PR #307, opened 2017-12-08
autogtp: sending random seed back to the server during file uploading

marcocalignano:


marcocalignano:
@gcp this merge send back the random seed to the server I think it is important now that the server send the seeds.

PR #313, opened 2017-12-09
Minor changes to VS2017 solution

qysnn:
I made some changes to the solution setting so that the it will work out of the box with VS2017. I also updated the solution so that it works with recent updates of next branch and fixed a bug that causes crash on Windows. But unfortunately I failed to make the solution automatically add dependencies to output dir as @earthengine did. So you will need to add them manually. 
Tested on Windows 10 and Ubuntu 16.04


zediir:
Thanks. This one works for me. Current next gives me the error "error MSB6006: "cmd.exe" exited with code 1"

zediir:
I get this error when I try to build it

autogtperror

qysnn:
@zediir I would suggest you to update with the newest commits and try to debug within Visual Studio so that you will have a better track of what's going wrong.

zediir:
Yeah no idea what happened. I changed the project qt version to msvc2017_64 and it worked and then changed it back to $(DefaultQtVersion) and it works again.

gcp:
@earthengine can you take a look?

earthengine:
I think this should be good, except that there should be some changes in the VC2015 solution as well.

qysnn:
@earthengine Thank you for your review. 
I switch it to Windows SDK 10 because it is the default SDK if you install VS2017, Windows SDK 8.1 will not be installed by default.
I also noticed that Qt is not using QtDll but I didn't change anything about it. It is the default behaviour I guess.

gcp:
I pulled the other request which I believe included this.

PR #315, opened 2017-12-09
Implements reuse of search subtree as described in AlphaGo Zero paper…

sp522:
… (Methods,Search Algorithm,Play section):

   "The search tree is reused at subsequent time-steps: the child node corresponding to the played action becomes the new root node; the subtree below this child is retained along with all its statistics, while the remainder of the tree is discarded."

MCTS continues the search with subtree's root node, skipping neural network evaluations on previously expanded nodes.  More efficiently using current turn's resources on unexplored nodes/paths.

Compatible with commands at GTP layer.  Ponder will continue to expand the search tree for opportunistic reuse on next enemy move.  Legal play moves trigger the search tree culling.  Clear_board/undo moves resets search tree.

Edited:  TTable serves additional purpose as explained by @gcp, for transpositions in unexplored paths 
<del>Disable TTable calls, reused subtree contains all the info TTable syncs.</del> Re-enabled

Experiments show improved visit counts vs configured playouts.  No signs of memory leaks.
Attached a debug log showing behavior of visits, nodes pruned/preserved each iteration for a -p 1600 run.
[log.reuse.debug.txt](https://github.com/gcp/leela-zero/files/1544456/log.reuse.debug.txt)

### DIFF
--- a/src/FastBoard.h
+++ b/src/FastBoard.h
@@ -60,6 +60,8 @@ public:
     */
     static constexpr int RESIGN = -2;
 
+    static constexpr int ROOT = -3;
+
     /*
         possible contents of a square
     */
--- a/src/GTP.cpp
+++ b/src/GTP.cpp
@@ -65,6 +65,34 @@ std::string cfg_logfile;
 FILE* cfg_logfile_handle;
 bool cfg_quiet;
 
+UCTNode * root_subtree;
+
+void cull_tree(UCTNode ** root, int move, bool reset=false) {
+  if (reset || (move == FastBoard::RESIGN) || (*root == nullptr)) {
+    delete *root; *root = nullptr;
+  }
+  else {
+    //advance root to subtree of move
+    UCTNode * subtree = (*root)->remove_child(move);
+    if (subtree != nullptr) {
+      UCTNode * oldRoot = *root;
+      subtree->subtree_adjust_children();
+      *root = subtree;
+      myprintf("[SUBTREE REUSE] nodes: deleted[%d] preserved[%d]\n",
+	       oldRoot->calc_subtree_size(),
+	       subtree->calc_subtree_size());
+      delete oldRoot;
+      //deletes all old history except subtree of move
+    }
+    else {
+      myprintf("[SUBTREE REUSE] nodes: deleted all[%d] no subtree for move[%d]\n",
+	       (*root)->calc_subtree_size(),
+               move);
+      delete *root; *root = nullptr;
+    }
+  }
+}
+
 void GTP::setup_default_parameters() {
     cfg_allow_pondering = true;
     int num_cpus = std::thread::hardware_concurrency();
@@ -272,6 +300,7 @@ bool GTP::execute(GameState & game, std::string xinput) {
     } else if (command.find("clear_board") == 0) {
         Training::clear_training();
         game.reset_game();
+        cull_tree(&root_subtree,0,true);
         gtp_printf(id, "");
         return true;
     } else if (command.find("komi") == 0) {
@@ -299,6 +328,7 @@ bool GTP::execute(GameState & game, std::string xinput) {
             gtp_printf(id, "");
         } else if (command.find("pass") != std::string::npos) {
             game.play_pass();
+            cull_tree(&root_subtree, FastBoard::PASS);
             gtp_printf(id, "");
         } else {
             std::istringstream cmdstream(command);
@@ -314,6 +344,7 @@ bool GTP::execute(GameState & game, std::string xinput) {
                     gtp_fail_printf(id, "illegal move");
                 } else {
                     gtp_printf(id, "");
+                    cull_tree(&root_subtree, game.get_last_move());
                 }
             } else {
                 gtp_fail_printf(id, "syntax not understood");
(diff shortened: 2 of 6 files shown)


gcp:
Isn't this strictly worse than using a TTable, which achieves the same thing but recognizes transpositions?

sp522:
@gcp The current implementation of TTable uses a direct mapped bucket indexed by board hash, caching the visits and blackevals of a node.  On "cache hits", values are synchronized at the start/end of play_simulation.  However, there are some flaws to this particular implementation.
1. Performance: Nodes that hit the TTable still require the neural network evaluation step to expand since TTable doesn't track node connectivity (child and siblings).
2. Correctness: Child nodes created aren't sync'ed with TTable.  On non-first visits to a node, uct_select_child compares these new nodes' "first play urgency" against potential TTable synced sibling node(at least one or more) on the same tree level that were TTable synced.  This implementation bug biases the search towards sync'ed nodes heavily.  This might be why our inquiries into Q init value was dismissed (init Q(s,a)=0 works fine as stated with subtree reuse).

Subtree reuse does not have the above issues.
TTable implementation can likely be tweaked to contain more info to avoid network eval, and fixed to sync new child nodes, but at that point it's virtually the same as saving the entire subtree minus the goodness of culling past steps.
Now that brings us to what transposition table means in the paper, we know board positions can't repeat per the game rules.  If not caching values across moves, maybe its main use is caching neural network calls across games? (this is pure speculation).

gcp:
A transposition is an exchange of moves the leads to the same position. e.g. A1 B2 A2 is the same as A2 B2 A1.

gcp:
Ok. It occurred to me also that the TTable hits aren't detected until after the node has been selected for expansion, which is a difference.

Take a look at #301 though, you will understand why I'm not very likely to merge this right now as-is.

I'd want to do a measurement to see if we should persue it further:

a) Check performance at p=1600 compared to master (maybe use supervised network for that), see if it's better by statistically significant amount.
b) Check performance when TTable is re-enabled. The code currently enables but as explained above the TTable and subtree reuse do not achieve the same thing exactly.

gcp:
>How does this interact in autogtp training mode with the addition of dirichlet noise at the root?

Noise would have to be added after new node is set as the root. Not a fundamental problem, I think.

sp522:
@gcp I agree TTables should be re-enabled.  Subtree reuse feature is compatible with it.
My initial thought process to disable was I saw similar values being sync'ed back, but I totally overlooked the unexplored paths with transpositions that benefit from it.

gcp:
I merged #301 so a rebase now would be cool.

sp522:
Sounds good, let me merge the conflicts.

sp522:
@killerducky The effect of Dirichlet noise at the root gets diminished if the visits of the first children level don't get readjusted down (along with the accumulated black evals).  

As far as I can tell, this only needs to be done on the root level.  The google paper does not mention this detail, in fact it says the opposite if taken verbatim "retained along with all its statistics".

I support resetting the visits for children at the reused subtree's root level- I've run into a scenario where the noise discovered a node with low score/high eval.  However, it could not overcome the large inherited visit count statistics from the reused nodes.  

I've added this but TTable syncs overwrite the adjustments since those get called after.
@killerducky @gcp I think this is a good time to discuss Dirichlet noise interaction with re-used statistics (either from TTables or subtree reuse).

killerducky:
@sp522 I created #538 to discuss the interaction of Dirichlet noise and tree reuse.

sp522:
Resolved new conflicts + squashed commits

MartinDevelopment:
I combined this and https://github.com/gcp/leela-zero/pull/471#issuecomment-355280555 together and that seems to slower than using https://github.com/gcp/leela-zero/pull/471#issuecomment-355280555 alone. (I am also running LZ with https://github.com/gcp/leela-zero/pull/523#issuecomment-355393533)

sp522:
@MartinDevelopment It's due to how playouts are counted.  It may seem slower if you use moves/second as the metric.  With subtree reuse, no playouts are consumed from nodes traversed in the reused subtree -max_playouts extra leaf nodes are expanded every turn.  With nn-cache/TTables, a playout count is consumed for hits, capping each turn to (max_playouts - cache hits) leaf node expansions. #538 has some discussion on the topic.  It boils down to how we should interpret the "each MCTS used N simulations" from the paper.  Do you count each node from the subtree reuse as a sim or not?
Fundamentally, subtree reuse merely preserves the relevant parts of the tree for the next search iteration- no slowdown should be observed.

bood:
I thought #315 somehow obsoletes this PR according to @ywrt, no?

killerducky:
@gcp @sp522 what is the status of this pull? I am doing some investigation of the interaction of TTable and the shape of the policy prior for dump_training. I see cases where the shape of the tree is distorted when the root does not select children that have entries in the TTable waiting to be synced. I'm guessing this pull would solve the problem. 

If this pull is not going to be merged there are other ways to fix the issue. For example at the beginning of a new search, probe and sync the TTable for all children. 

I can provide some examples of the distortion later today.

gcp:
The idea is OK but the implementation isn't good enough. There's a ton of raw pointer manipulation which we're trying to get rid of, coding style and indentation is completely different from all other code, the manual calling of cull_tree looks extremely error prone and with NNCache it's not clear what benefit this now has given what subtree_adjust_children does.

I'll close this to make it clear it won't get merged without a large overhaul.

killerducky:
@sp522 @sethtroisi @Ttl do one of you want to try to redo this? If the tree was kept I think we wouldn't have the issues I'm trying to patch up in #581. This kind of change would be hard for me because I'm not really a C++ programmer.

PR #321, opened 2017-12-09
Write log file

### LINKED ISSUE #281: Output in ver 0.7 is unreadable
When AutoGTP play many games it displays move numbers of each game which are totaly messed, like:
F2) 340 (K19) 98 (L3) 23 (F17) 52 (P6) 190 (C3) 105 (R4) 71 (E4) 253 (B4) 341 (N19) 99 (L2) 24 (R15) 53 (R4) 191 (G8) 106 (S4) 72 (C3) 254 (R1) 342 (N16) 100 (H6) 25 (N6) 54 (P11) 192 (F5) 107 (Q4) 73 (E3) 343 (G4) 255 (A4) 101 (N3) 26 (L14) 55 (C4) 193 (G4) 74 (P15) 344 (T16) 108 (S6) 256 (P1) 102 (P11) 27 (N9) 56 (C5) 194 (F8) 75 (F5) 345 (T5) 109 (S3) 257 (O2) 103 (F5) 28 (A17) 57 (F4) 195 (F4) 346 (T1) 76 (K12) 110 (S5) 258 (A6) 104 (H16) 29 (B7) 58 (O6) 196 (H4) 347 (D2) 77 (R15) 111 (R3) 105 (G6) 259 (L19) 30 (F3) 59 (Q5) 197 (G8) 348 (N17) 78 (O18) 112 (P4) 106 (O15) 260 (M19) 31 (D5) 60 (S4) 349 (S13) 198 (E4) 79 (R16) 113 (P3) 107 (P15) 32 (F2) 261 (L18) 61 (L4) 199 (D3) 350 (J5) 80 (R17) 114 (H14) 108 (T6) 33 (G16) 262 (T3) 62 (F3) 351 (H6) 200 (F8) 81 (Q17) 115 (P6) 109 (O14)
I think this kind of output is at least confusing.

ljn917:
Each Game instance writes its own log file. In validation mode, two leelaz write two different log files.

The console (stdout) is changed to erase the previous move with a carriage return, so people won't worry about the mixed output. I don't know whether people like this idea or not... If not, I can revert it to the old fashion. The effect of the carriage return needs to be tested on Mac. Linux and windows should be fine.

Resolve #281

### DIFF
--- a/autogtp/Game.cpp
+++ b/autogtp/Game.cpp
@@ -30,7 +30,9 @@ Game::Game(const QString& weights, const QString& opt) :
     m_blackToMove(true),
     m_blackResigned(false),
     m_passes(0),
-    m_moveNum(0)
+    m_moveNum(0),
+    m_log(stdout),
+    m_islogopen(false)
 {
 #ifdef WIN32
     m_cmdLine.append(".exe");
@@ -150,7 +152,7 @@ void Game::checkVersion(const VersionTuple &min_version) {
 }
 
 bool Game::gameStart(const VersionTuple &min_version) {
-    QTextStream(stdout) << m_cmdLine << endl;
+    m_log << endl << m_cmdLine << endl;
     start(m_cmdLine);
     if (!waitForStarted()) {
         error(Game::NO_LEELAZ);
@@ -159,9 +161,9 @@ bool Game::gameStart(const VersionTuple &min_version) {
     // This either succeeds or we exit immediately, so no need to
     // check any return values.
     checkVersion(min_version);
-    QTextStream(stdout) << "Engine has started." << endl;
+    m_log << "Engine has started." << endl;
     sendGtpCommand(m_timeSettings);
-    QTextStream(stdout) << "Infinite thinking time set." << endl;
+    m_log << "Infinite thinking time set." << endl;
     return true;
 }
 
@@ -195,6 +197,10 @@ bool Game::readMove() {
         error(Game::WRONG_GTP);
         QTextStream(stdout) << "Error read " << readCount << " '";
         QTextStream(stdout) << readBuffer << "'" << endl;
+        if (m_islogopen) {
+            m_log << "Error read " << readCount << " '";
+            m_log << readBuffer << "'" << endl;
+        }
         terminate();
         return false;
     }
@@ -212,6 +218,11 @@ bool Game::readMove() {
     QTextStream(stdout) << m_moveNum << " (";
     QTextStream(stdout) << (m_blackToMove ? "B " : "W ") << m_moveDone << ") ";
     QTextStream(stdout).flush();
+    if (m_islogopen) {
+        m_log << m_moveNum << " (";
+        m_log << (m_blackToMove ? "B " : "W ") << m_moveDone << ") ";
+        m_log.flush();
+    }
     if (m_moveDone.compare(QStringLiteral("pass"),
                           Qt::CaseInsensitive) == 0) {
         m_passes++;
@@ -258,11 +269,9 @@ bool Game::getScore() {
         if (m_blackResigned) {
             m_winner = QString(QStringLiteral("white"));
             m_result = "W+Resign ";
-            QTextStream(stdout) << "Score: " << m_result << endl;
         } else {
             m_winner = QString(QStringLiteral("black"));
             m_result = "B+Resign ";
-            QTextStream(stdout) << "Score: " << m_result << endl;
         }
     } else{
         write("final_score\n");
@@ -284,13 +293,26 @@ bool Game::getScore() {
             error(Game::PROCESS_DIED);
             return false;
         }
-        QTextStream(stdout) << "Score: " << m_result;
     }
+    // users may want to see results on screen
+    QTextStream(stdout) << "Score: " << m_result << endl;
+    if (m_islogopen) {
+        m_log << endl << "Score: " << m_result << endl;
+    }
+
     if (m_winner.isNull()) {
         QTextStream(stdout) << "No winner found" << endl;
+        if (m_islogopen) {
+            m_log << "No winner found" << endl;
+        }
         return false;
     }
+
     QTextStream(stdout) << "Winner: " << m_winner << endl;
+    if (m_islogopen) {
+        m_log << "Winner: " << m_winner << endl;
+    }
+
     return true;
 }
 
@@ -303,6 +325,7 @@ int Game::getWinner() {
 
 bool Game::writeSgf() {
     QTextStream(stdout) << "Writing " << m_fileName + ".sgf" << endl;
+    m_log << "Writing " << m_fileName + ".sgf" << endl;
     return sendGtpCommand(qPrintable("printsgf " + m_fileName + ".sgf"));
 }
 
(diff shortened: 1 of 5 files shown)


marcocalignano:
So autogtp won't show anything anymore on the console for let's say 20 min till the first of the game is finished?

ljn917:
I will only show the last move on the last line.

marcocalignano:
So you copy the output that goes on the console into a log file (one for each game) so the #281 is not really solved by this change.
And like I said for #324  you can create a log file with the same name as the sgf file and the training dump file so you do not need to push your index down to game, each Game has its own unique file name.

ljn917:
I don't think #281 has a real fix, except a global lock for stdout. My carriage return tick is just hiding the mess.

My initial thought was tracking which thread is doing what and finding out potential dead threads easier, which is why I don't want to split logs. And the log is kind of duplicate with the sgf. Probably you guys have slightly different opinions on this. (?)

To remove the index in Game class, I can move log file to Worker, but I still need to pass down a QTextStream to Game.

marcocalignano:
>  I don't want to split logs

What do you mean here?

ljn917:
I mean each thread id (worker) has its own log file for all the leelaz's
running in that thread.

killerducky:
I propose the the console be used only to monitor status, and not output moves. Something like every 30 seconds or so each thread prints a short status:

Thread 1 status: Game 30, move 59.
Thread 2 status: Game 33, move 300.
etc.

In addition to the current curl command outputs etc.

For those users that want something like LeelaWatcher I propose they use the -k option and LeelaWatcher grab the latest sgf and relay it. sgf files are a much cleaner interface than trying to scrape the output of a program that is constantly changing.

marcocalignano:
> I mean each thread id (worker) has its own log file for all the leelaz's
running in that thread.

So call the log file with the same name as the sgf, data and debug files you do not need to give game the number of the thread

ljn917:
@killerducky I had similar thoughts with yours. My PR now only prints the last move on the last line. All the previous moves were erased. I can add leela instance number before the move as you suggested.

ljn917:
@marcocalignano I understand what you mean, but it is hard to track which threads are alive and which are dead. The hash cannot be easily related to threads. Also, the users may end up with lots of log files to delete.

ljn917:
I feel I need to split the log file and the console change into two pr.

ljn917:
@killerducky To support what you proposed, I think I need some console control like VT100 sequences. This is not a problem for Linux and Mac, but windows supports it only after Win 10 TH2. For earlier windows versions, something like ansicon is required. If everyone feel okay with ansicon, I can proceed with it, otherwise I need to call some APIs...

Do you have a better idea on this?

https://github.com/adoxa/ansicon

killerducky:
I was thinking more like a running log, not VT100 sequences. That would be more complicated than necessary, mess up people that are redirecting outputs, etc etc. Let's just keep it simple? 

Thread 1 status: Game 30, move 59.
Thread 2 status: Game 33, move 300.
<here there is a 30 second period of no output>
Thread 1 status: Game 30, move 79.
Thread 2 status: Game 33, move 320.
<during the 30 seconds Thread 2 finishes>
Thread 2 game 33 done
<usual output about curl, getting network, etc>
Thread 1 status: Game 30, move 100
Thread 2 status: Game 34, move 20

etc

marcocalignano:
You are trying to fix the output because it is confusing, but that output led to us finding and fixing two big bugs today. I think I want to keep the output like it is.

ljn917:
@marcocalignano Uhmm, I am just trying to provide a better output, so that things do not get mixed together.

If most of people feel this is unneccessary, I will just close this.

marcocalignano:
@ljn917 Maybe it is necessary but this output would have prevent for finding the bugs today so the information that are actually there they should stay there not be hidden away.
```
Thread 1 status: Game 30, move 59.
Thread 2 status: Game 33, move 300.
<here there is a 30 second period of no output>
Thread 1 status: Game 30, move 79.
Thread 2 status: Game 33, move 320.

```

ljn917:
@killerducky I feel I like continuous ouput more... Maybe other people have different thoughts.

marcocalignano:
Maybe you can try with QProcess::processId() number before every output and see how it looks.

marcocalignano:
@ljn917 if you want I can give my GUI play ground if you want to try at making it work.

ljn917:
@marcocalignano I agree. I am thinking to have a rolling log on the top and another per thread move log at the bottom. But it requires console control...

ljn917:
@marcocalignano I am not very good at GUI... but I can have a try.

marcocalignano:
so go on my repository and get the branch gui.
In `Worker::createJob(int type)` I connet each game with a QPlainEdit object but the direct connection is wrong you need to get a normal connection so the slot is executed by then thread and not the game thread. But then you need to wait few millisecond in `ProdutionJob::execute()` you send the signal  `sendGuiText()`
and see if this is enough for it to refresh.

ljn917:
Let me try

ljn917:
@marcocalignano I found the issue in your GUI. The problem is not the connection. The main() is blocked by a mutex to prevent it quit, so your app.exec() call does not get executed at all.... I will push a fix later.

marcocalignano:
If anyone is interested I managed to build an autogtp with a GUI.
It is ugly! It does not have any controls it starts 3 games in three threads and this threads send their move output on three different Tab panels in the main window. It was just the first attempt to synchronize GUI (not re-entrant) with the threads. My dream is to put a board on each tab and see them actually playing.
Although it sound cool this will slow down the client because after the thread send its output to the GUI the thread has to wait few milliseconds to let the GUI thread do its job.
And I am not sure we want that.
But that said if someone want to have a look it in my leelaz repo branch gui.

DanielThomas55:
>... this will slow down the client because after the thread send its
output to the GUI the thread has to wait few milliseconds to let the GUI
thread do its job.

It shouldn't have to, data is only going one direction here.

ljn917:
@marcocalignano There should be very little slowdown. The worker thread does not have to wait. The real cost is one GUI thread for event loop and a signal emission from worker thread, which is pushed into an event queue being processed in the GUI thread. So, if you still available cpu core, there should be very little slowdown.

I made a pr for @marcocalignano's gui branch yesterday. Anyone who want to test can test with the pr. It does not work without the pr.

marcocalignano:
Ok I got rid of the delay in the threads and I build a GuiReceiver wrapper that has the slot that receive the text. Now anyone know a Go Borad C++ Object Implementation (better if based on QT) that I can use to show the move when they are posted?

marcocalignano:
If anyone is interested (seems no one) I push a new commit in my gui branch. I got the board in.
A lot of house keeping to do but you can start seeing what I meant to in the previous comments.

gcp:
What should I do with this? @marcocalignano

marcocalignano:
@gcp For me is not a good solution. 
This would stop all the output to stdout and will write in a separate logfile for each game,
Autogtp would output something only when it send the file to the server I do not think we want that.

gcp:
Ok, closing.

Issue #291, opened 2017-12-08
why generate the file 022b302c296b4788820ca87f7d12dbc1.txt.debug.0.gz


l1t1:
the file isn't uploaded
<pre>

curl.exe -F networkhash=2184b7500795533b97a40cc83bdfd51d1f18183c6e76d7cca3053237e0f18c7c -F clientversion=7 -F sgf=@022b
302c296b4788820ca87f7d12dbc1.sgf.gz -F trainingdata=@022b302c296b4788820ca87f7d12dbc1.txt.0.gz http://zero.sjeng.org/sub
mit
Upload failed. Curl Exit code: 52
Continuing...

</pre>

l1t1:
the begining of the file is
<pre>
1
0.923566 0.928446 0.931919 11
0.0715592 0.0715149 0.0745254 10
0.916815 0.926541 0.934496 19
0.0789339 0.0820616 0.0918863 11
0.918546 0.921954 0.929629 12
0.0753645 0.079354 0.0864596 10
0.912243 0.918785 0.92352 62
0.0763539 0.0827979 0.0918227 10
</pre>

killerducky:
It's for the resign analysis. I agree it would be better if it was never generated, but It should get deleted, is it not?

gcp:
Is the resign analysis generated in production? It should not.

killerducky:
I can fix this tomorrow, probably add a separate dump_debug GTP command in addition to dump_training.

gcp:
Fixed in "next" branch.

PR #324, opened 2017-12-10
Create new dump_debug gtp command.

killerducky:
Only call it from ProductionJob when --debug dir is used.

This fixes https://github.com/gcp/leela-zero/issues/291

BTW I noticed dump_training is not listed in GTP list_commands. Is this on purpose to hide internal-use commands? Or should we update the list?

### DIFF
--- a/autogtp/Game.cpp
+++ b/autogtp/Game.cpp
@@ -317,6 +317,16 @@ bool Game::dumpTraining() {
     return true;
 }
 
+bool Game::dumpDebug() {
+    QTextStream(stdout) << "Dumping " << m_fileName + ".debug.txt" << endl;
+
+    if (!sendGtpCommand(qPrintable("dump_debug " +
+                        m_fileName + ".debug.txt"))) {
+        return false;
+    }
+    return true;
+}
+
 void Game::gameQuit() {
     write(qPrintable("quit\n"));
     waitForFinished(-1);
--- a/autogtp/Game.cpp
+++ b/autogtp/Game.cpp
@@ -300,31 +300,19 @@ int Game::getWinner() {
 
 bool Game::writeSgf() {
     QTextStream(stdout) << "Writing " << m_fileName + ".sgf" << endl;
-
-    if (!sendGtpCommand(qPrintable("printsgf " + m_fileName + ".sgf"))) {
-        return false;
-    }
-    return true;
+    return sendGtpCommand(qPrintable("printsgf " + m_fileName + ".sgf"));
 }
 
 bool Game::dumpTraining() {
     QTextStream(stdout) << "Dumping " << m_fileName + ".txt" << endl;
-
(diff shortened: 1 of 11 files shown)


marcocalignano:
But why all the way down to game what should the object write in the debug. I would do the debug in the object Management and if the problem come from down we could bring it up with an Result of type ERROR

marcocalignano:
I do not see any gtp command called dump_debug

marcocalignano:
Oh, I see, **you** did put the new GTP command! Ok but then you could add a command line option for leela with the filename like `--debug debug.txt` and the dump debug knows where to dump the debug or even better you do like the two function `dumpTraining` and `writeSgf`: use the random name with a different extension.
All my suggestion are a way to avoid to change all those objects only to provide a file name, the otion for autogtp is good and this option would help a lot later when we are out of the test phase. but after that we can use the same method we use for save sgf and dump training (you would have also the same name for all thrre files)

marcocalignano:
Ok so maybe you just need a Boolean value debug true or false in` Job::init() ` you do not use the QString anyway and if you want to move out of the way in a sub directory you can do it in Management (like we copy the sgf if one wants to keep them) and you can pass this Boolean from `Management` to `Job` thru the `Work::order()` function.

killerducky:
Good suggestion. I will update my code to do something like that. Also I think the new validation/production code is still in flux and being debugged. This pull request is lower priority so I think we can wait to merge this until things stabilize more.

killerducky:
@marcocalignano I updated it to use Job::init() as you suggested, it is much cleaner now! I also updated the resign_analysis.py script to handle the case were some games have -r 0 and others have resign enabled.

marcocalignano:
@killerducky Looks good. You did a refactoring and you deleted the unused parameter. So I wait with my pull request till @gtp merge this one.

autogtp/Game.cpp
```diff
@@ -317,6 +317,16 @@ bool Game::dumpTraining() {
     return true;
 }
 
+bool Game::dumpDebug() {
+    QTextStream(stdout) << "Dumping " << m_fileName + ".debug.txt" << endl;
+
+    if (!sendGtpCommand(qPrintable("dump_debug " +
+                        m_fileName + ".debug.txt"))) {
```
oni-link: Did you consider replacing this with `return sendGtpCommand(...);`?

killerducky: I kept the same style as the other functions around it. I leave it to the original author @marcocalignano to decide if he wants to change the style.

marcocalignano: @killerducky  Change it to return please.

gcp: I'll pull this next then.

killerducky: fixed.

▶ **YOUR TASK**
What is the number of lines in the listing that contain the string "files"? Reply with that number alone.

▶ **RESULT FOR THIS EXERCISE**
9